La Madonna nel Messaggio del 25 aprile 2026 ha voluto sottolineare la brevità della nostra vita su questa Terra. È un ammonimento da parte di Maria, perché gli uomini credono di essere immortali. Quando il tempo divora e consuma, ci rendiamo conto che avanza la vecchiaia, l’infermità, la morte e la sua dittatura. Un famoso regista disse che la vita è come una partita di scacchi dove alla fine la morte ci farà scacco matto. Beati quelli che hanno la fede e sanno che la morte è una porta che si apre verso l’eternità e non la fine.

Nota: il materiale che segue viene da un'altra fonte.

PR #73, opened 2025-01-13
Fix: don't display alert when cancel is pressed

ruiyichi:
**Group:** Daniel Ching, Josh Queja

### Bug
On the start screen, clicking cancel when the character name window appears displays the invalid name alert.

### Changes
https://github.com/sloalchemist/potions/commit/8841c1482e11ba02abeedd5cb856facc675c9011

- If the window prompt is null, exit the function early and do not display alert

### Testing
- UI change only, no unit test needed


StarDylan (approved):
Looks great!

PR #75, opened 2025-01-13
Fix: Wall Can be Built From Partial Wall (Issue 13)

jhuanny:
Fix: Wall Can be Built From Partial Wall 

## Summary:
Fixed bug where player carrying log interacting with a partial wall would not create a full wall segment. With our changes, a complete wall is able to be created in place of the partial wall. 

## Changes:
- `packages/server/src/items/uses/building/buildWall.ts` : Changed if statement to check if partial wall 'complete' attribute is _greater_ than zero. This was the main bug fix.
- `packages/server/test/items/uses/building.test.ts` : Created tests to ensure wall can be successfully built from a partial wall by a mob carrying a log


halliec6 (approved):

packages/converse/data/building.test.db
StarDylan, line 1: These files are artifacts of the test and should be removed with:
```
git rm --cached packages/converse/data/building.test.db
git rm --cached packages/converse/data/itemGivingtest.db
git rm --cached packages/converse/data/mobNegativeHealthtest.db
```

rachelHartfelder (approved):

StarDylan (changes requested):
Overall looks good, just need to remove some extraneous files. Nice job with the Conventional Commit messages

StarDylan (approved):
Looks good!

PR #719, opened 2017-08-03
3555: The video should not start automatically

claudiu-cristea:


claudiu-cristea:
There's a random Behat failure.

claudiu-cristea:
This was QAed but, by mistake, was not merged.

PR #728, opened 2017-08-04
Revert "Isaicp 3677: Apply an access check to MenuSubPages block"

idimopoulos:
Reverts ec-europa/joinup-dev#726


claudiu-cristea:
We don't need this anymore.

PR #739, opened 2017-08-07
Isaicp 3659: Change Log in to Sign in

idimopoulos:


idimopoulos:
This fix seems to work. This already integrates the test from https://github.com/ec-europa/joinup-dev/pull/743 so the other one can be closed.

PR #741, opened 2017-08-08
WIP: Attempt to skip user invalidation on membership update.

idimopoulos:


idimopoulos:
This experiment failed. More of this will be checked in https://webgate.ec.europa.eu/CITnet/jira/browse/ISAICP-3698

«La vita è breve», la Madonna ha voluto farci capire che la vita è un tempo di prova, dove ognuno di ha la possibilità di conquistarsi la vita eterna con Dio, intimamente uniti a Lui nel cuore della Santissima Trinità. È la possibilità di godere della condizione divina che Dio dona mediante Gesù Cristo, il Verbo di Dio che si è fatto uomo, mediante la fede e la grazia dei Sacramenti. Già ora possiamo vivere nel cuore della Santissima Trinità, nella gloria, nell’amore e nella gioia di Dio, nella sua pienezza e sapienza. Ogni uomo, fin dal concepimento, ha stabilito il tempo della propria vita. Se lasciamo che Dio realizzi il suo piano, possiamo vedere che ognuno ha il suo tempo, i suoi anni. Il tempo della nostra vita anche se “lungo” sarà comunque breve e passa molto velocemente, come una clessidra che si svuota. Se l’uomo si è impegnato a raggiungere il fine della vita, che è l’eternità beata, quando finisce il suo tempo entrerà umilmente e pieno di gratitudine nell’eternità beata, nella Gerusalemme celeste. Molti, però, non hanno avuto la grazia della fede, non hanno conosciuto la Parola di Dio, perciò, è molto più difficile impostare la vita come cammino verso l’eternità. Dentro il cuore di ogni uomo, tuttavia, c’è l’azione dello Spirito Santo, anche nei non credenti, perché conosce vie che l’uomo non può immaginare per evangelizzare. Sono le vie del cuore, che arrivano a ogni uomo e lo orientano verso l’eternità, l’assoluto, il bene e la verità. Molti uomini non hanno avuto la grazia della fede, ma hanno potuto operare grazie all’impulso dello Spirito Santo che li orienta e li incammina sulla via della fede. Se non abbiamo ascoltato la voce di Dio nel nostro cuore o l’abbiamo rimossa vagando senza meta, ci ritroveremo alla fine della nostra vita senza aver concluso niente. Il traguardo della vita è Dio, se nel corso della nostra vita non lo abbiamo scoperto allora abbiamo fallito. Se ci siamo ostinati e chiusi a Dio, rifiutando e tacitando la voce della coscienza, abbiamo perso la vita eternamente. Queste sono verità rivelate da Dio sulle quali anche la Regina della pace ci ha incamminato attraverso i suoi Messaggi.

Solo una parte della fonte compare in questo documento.